Iran deal, China, SCOTUS nominee concerns, and more…
By Team DML
Today is March 21 and I am Dennis Michael Lynch. Below are my opinions on the stories grabbing headlines this morning. I hope you share this briefing as doing so will make you the smartest person in the room, in my opinion. .
1 – Iran Nuclear Deal’s Final Hurdle Is Lifting Terrorism Sanctions on Revolutionary Guards
The Wall Street Journal reports: The effort to revive the 2015 nuclear deal agreement now hinges on perhaps the most politically sensitive issue in the negotiations: whether to remove the U.S. terrorism designation for Iran’s elite Revolutionary Guards, the country’s powerful security force, diplomats said
The issue is galvanizing opposition to the nuclear deal in Washington and among Middle East allies such as Israel, where the government issued stinging public criticism of any attempt to remove the terrorism designation of the Islamic Revolutionary Guard Corps.
Senior U.S. officials say a failure to find a compromise with Iran on the issue quickly could cause a breakdown in negotiations that—over almost a year—have resolved nearly every other disagreement.

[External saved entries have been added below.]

PR #4970, opened 2023-08-16
fix(ObjectPage): slightly improve scroll performance

### LINKED ISSUE #4960: ObjectPage: header is always rerendered
### Describe the bug

By scrolling though the object page, header is always re-rendered, but there is no visual change, it causes performance issues.
Calculation of changing the style of the header is triggered on scroll event, but even when style should not be changed, header is anyway re-rendered

### Isolated Example

https://codesandbox.io/p/sandbox/charming-breeze-5zv6t9?file=%2Fsrc%2FApp.tsx%3A30%2C20

### Reproduction steps

1. Create a component with `ObjectPage`
2. Provide `headerContent` and `headerTitle` props
3. add child blocks into `ObjectPage` to make it scrollable
4. Scroll up and down when header is collapsed and check re-render of component

### Expected Behaviour

Header should not be re-rendered on each scroll event. Re-render should be triggered only when header will need to change style from collapsed to expanded.

### Screenshots or Videos

Kapture 2023-08-10 at 16 10 41

Latest

Latest

### Browser

Chrome, Edge, Firefox, Safari

### Operating System

_No response_

### Additional Context

_No response_

### Relevant log output

_No response_

### Declaration

Lukas742:
This PR slightly improves the performance of the ObjectPage (a few ms).
It also refactors the Object- and DynamicPage to use logical css properties for padding.

Fixes #4960


packages/main/src/components/DynamicPage/DynamicPage.jss.ts
```diff
@@ -45,7 +45,7 @@ export const styles = {
   },
   contentContainer: {
     extend: ResponsiveContainerPadding,
-    paddingTop: '1rem',
+    paddingBlockEnd: '1rem',
```
MarcusNotheis, line 48: Is this change intended? `paddingTop` should translate to `paddingBlockStart`, shouldn't it?

packages/main/src/components/ObjectPage/index.tsx
```diff
@@ -616,18 +613,18 @@ const ObjectPage = forwardRef<HTMLDivElement, ObjectPagePropTypes>((props, ref)
 
   const renderTitleSection = useCallback(
     (inHeader = false) => {
-      const titleStyles = { ...(inHeader ? { padding: 0 } : {}), ...(headerTitle?.props?.style ?? {}) };
+      const titleInHeaderClass = inHeader ? classes.titleInHeader : undefined;
```
MarcusNotheis, line 616: What about the given `className` on the header? shouldn't we add it as well?

packages/main/src/components/DynamicPage/DynamicPage.jss.ts
Lukas742: Nope, that wasn't intended. Good catch!

packages/main/src/components/ObjectPage/index.tsx
Lukas742: Yup, forgot about that. Thanks :)

MarcusNotheis (approved):

PR #4985, opened 2023-08-21
fix(Toolbar): fix overflow popover margins

Lukas742:
- Only apply styles to immediate children in overflow popover
- Use correct margin for buttons
- Replace physical with logical CSS properties

### DIFF
--- a/packages/main/src/components/Toolbar/Toolbar.jss.ts
+++ b/packages/main/src/components/Toolbar/Toolbar.jss.ts
@@ -97,7 +97,7 @@ export const styles = {
     '& >[ui5-button]::part(button) ,& >[ui5-toggle-button]::part(button)': {
       justifyContent: 'start'
     },
-    '& >[ui5-button][icon-only]::part(button), & > [ui5-toggle-button][icon-only]::part(button)': {
+    '& >[ui5-button][icon-only]::part(button), & >[ui5-toggle-button][icon-only]::part(button)': {
       padding: 'revert'
     },
     '& >:last-child': {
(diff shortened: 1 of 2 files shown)


packages/main/src/components/Toolbar/Toolbar.jss.ts
```diff
@@ -85,23 +85,26 @@ export const styles = {
...
+    insetInlineStart: '5px !important'
   },
   popoverContent: {
     padding: CssSizeVariables.ui5WcrToolbarPopoverContentPadding,
     display: 'flex',
     flexDirection: 'column',
-    '& [ui5-toggle-button], & [ui5-button]': {
-      marginBottom: '0.25rem'
+    '& >[ui5-toggle-button], & >[ui5-button]': {
+      marginBlock: '0.25rem'
```
MarcusNotheis, line 95: Are we now using a two sided margin? or should this rather be `marginBlockEnd`?

Lukas742: Yup. Checked with SapUI5 and they do the same

packages/main/src/components/Toolbar/Toolbar.jss.ts
```diff
@@ -85,23 +85,26 @@ export const styles = {
...
+    '& >[ui5-button][icon-only]::part(button), & >[ui5-toggle-button][icon-only]::part(button)': {
       padding: 'revert'
     },
-    '& :last-child': {
-      marginBottom: 0
+    '& >:last-child': {
+      marginBlockEnd: 0
+    },
+    '& >:first-child': {
+      marginBlockStart: 0
```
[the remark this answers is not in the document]
Lukas742: I added it for consistence, but now that I think about it again, we could also just remove both, as these values aren’t in the specs anyway.

MarcusNotheis (approved):

PR #5166, opened 2023-10-17
docs: improve slot-prop note

Lukas742:


scripts/web-component-wrappers/utils.js
```diff
@@ -526,7 +526,7 @@ export const propDescription = (componentSpec, property) => {
   if (property.name !== 'children' && componentSpec?.slots?.some((item) => item.name === property.name)) {
     formattedDescription += `
           *
-          * __Note:__ This prop will be rendered as [slot](https://www.w3schools.com/tags/tag_slot.asp) (\`slot="${property.name}"\`). 
+          * __Note:__ The content of the prop will be rendered into a [&lt;slot&gt;](https://developer.mozilla.org/en-US/docs/Web/HTML/Element/slot) by assigning the respective global [slot](https://developer.mozilla.org/en-US/docs/Web/HTML/Global_attributes/slot) attribute (\`slot="${property.name}"\`).
```
MarcusNotheis, line 529:
```suggestion
          * __Note:__ The content of the prop will be rendered into a [&lt;slot&gt;](https://developer.mozilla.org/en-US/docs/Web/HTML/Element/slot) by assigning the respective [slot](https://developer.mozilla.org/en-US/docs/Web/HTML/Global_attributes/slot) attribute (\`slot="${property.name}"\`). 
```
Can we remove the word `global` here? Although it is technically correct, I had to read it like 5 times and was always asking myself "which global slot" 😄

MarcusNotheis (approved):

PR #5203, opened 2023-11-02
feat(AnalyticalTable): fire `onLoadMore` when resizing in `Interactive` `visibleRowCountMode`

### LINKED ISSUE #5201: [AnalyticalTable]: [VisibleRowCountMode: Interactive - Does not provide any control/event handler on resizing paginated tables]
### Describe the bug

Need any event handler for table resizer in AnalyticalTable to load next page's entries when the visibleRows exceed the page size.

### Isolated Example

Video attached

### Reproduction steps

In the screen recording attached: We have an AnalyticalTable whose data is paginated with page size =10. I have set the visibleRows={8} and visibleRowCountMode='Interactive'. So at first time when the table is loaded, we can see 8 rows (and 10 rows of data is loaded in total, so there is an overflow and we can the scroll bar).
When we scroll down then onLoadMore is called and next page's 10 entries are called. Till now things work fine.

But when during the first time table is loaded with 10 entries and we drag and increase the size of the table beyond 10 entries. Now the scroll bar is gone.

### Expected Behaviour

Page size =10 and visibleRows during first render is 8. When the table is resized and dragged down to increase the size, when 10 entries are loaded, it should fire a call just like onLoadMore to load the next set of entries.

If such a scenario is possible then please suggest ways to implement that else please let know if this can be taken as a feature request.

### Screenshots or Videos

https://github.com/SAP/ui5-webcomponents-react/assets/48648230/4ffdfd71-0470-47f4-aee2-f43ec68abcc0

0.27.0

0.27.0

### Browser

Chrome

### Operating System

_No response_

### Additional Context

_No response_

### Relevant log output

_No response_

### Declaration

Lukas742:
Closes #5201 

This PR also moves the `index.tsx` types of the AnalyticalTable into a separate folder to prevent circular imports.


packages/main/src/components/AnalyticalTable/VerticalResizer.tsx
```diff
@@ -156,6 +162,14 @@ export const VerticalResizer = (props: VerticalResizerProps) => {
     };
   }, []);
 
+  const isInitial = useRef(true);
+  useEffect(() => {
+    if (!isInitial.current && rowsLength <= visibleRows) {
+      handleOnLoadMore({ type: 'custom' } as Event);
```
MarcusNotheis, line 168: `type: custom` sounds a bit generic to me, but I also have no idea on how to name it better. `tableResize` would be nice but I think we can't distinguish here whether the event was really fired due to a resize...

MarcusNotheis (approved):

PR #5205, opened 2023-11-02
feat: update to `@ui5/webcomponents@1.19.0`

Lukas742:


packages/charts/package.json
```diff
@@ -34,7 +34,7 @@
     "recharts": "2.9.2"
   },
   "peerDependencies": {
-    "@ui5/webcomponents-react": "~1.21.0",
+    "@ui5/webcomponents-react": "~1.22.0",
     "@ui5/webcomponents-react-base": "~1.20.0",
```
MarcusNotheis, line 38:
```suggestion
    "@ui5/webcomponents-react-base": "~1.22.0",
```

packages/main/src/webComponents/Input/index.tsx
```diff
@@ -106,14 +106,10 @@ export interface InputPropTypes extends InputAttributes, Omit<CommonProps, 'onCh
...
-   *    &lt;Input showSuggestions><br />
-   *    &nbsp;&nbsp;&lt;SuggestionItem text="Item #1" /><br />
-   *    &nbsp;&nbsp;&lt;SuggestionItem text="Item #2" /><br />
-   *    &lt;/Input>
-   *  </code>
-   * </pre>
+   * <Input show-suggestions>
+   *     <SuggestionItem text="Item #1"></SuggestionItem>
+   *     <SuggestionItem text="Item #2"></SuggestionItem>
+   * </Input>
```
MarcusNotheis, line 112: I think we need to encode the HTML tags here, otherwise storybook will attempt to render the input?

MarcusNotheis (changes requested):

packages/charts/package.json
Lukas742: Do we have changes in the `base` package? Otherwise the version won't be bumped, right?

MarcusNotheis: yes: https://github.com/SAP/ui5-webcomponents-react/pull/5205/files#diff-0a2e875708bc7e289f4845daec445fab53f5e136388cf365c6b7f2f7ea49b003

packages/main/src/webComponents/Input/index.tsx
Lukas742: Yup, that was an oversight after running the script. Thanks for noticing!

MarcusNotheis (approved):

The U.S. has accused the Guards of killing hundreds of Americans, while its elite Quds Force has arranged weapons and support for proxy forces throughout the region and for pro-Iranian groups that fought in Syria. The IRGC has long faced U.S. sanctions for its ballistic-missiles programs and alleged human-rights violations and was placed on the counterterror sanctions list in 2017.
In arguing for lifting the terror sanctions, U.S. officials have said the threat posed by the IRGC and other terrorist-listed entities would be much worse if Iran gets nuclear weapons. Iran, which says its nuclear program is peaceful, is currently weeks away from having enough highly enriched uranium for a bomb, according to the U.N. atomic agency.
DML: 80 million people really voted for this???
2 – Ketanji Brown Jackson to face Senate Judiciary: Here’s what to expect
Washington Examiner reports: President Joe Biden’s Supreme Court nominee, Judge Ketanji Brown Jackson, will head into hearings before the Senate Judiciary Committee on Monday, where members on the panel will ultimately decide whether to send her nomination off to a full vote in the Senate.
Jackson, 51, has spent more than two weeks engaging in private meetings with nearly half of the Senate in preparation for two full days of questions by members on the committee. Senators and the nominee will deliver opening statements Monday, while members of the committee will each have 30 minutes to question Jackson on Tuesday and an additional 20 minutes Wednesday.